Java slow on Xeon processors ?

Discussion in 'Java' started by Michael Kreitmann, May 24, 2004.

  1. Hello,

    I've a strange performance problem with the follwoing (senseless)
    code:

    public class XeonTest
    {

    public static String XMLEncode(String aText)
    {
    int len = aText.length();
    StringBuffer result = new StringBuffer(len);
    char ch;
    for (int i = 0; i < len; ++i)
    {
    ch = aText.charAt(i);
    result.append(ch);
    }
    return result.toString();
    }

    public static void main(String[] args)
    {
    long start = System.currentTimeMillis();
    String s = "The brown fox jumps over the bridge. The brown fox
    jumps over the bridge";
    String res = "";
    for (int i = 0; i < 1000000; ++i)
    {
    res = XMLEncode(s);
    }
    System.out.println ("Runtime:" +
    (System.currentTimeMillis()-start)+" ms" );
    }
    }

    I'm using java 1.4.2 with the "-server" parameter (but this doesnt'
    matters) and Windows 2000 as OS.
    Time comparision:
    PIII/1000: 5 seconds
    2xXeon/1800: 14 seconds
    PIV/3000/: 2 seconds

    All other performance test on the Xeon machine (SiSoft Sandra) are
    runnig good.
    Can anybody please give me a hint, what's going wrong here ? All the
    time is lost in the "result.append(ch)" line. But why is the Xeon so
    slow ?
    It would also be great, if anybody could let run the code on any other
    Intel Xeon machine ;-)

    Many thanks for your help!

    Regards
    Michael
    Michael Kreitmann, May 24, 2004
    #1
    1. Advertising

  2. Michael Kreitmann

    Roedy Green Guest

    On 24 May 2004 01:52:37 -0700, (Michael Kreitmann)
    wrote or quoted :

    >Can anybody please give me a hint, what's going wrong here ? All the
    >time is lost in the "result.append(ch)" line. But why is the Xeon so
    >slow ?


    One possibility is the Xeon is not particularly good at character
    addressing. It has to read, poke, write to store a byte. So do other
    processors, but maybe it is more optimised for big chunks.

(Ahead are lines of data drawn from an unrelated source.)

PR #80, opened 2018-11-12
Fix cljdoc.edn

martinklepsch:
For now these empty maps are needed, will be fixed here: https://github.com/cljdoc/cljdoc/issues/205


bbatsov:
Thanks!

PR #81, opened 2018-11-14
Handle interrupt in interactive session

mallt:
- [x] All tests are passing

This PR adds handling of an interrupt signal in an interactive session.


bbatsov:
Very cool! 

I think we should also mention in the message the REPL prints on startup that now you can use `Control-d` and `Control-c` (same message REPL-y prints).

bbatsov:
Great work!

PR #83, opened 2018-11-16
fix some issues with hiccup style syntax in cljdoc.edn

martinklepsch:
Unfortunately the `verify-cljdoc-edn` step that's part of your CI doesn't yet catch syntax issues.

I thought just checking that the `:file` exists is sufficient but looks like we should expand this and ensure the value conforms to the spec.


bbatsov:
Thanks, Martin! Best customer service ever!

    Try a similar benchmark that works with 16 32 and 64 bit quantities.

    --
    Canadian Mind Products, Roedy Green.
    Coaching, problem solving, economical contract programming.
    See http://mindprod.com/jgloss/jgloss.html for The Java Glossary.
    Roedy Green, May 24, 2004
    #2
    1. Advertising

  3. Michael Kreitmann

    Nigel Wade Guest

    Michael Kreitmann wrote:
    > Hello,
    >
    > I've a strange performance problem with the follwoing (senseless)
    > code:
    >
    > public class XeonTest
    > {
    >
    > public static String XMLEncode(String aText)
    > {
    > int len = aText.length();
    > StringBuffer result = new StringBuffer(len);
    > char ch;
    > for (int i = 0; i < len; ++i)
    > {
    > ch = aText.charAt(i);
    > result.append(ch);
    > }
    > return result.toString();
    > }
    >
    > public static void main(String[] args)
    > {
    > long start = System.currentTimeMillis();
    > String s = "The brown fox jumps over the bridge. The brown fox
    > jumps over the bridge";
    > String res = "";
    > for (int i = 0; i < 1000000; ++i)
    > {
    > res = XMLEncode(s);
    > }
    > System.out.println ("Runtime:" +
    > (System.currentTimeMillis()-start)+" ms" );
    > }
    > }
    >
    > I'm using java 1.4.2 with the "-server" parameter (but this doesnt'
    > matters) and Windows 2000 as OS.
    > Time comparision:
    > PIII/1000: 5 seconds
    > 2xXeon/1800: 14 seconds
    > PIV/3000/: 2 seconds
    >
    > All other performance test on the Xeon machine (SiSoft Sandra) are
    > runnig good.
    > Can anybody please give me a hint, what's going wrong here ? All the
    > time is lost in the "result.append(ch)" line. But why is the Xeon so
    > slow ?
    > It would also be great, if anybody could let run the code on any other
    > Intel Xeon machine ;-)
    >
    > Many thanks for your help!
    >
    > Regards
    > Michael


    If I were to speculate, I'd say it was most likely due to the system being
    dual-processor. It might be due to some internal synchronization within
    StringBuffer which slows the code down considerably on multi-processor machines.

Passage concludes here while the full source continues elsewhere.